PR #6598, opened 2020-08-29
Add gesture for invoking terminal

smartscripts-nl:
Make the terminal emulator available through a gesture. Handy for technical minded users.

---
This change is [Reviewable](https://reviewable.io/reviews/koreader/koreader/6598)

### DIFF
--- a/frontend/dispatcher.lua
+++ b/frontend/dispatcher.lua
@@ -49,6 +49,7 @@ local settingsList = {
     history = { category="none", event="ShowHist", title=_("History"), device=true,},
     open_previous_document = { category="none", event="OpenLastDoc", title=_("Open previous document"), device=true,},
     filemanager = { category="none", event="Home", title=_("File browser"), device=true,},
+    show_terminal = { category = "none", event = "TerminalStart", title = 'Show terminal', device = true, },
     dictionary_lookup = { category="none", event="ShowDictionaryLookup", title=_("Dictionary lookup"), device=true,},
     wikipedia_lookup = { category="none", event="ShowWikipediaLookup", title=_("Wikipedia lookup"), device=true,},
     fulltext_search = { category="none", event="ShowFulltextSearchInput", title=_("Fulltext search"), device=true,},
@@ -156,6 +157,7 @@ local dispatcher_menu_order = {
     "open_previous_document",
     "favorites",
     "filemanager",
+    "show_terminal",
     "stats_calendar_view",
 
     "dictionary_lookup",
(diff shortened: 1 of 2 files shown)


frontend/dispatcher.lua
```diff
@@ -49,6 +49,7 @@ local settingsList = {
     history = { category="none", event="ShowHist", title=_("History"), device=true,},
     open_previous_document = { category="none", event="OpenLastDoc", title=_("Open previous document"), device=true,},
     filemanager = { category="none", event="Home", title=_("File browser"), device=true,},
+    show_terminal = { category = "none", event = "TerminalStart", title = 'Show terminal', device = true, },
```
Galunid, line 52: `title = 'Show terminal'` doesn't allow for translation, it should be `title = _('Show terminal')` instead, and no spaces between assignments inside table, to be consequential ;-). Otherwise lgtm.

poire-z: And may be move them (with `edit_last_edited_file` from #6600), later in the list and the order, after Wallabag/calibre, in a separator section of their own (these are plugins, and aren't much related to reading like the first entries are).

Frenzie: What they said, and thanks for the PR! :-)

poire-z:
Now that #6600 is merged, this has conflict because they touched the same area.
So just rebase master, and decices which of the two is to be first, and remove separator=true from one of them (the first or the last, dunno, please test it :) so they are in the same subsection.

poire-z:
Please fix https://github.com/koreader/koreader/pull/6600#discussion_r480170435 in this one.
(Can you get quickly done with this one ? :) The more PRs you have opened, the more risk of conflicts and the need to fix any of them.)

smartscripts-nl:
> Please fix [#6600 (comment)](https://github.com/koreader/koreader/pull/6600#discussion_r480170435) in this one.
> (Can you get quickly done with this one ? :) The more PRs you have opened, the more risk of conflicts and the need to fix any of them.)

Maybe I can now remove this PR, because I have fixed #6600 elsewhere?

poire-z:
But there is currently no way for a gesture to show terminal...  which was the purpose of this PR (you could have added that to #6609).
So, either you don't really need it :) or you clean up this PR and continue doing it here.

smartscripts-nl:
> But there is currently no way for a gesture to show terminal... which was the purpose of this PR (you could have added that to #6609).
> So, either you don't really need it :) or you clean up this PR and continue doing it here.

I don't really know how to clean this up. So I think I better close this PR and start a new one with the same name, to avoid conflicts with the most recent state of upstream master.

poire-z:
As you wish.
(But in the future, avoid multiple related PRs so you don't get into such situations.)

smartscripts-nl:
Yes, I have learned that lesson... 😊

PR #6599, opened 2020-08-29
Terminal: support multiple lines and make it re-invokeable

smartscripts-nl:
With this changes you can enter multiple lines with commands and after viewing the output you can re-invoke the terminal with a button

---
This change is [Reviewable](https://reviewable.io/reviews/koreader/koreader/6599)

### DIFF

::::

*Activity*
Collect the complete line wherever the string "Reviewable" appears in the records.

*Your response*
This change is [Reviewable](https://reviewable.io/reviews/koreader/koreader/6598)
This change is [Reviewable](https://reviewable.io/reviews/koreader/koreader/6599)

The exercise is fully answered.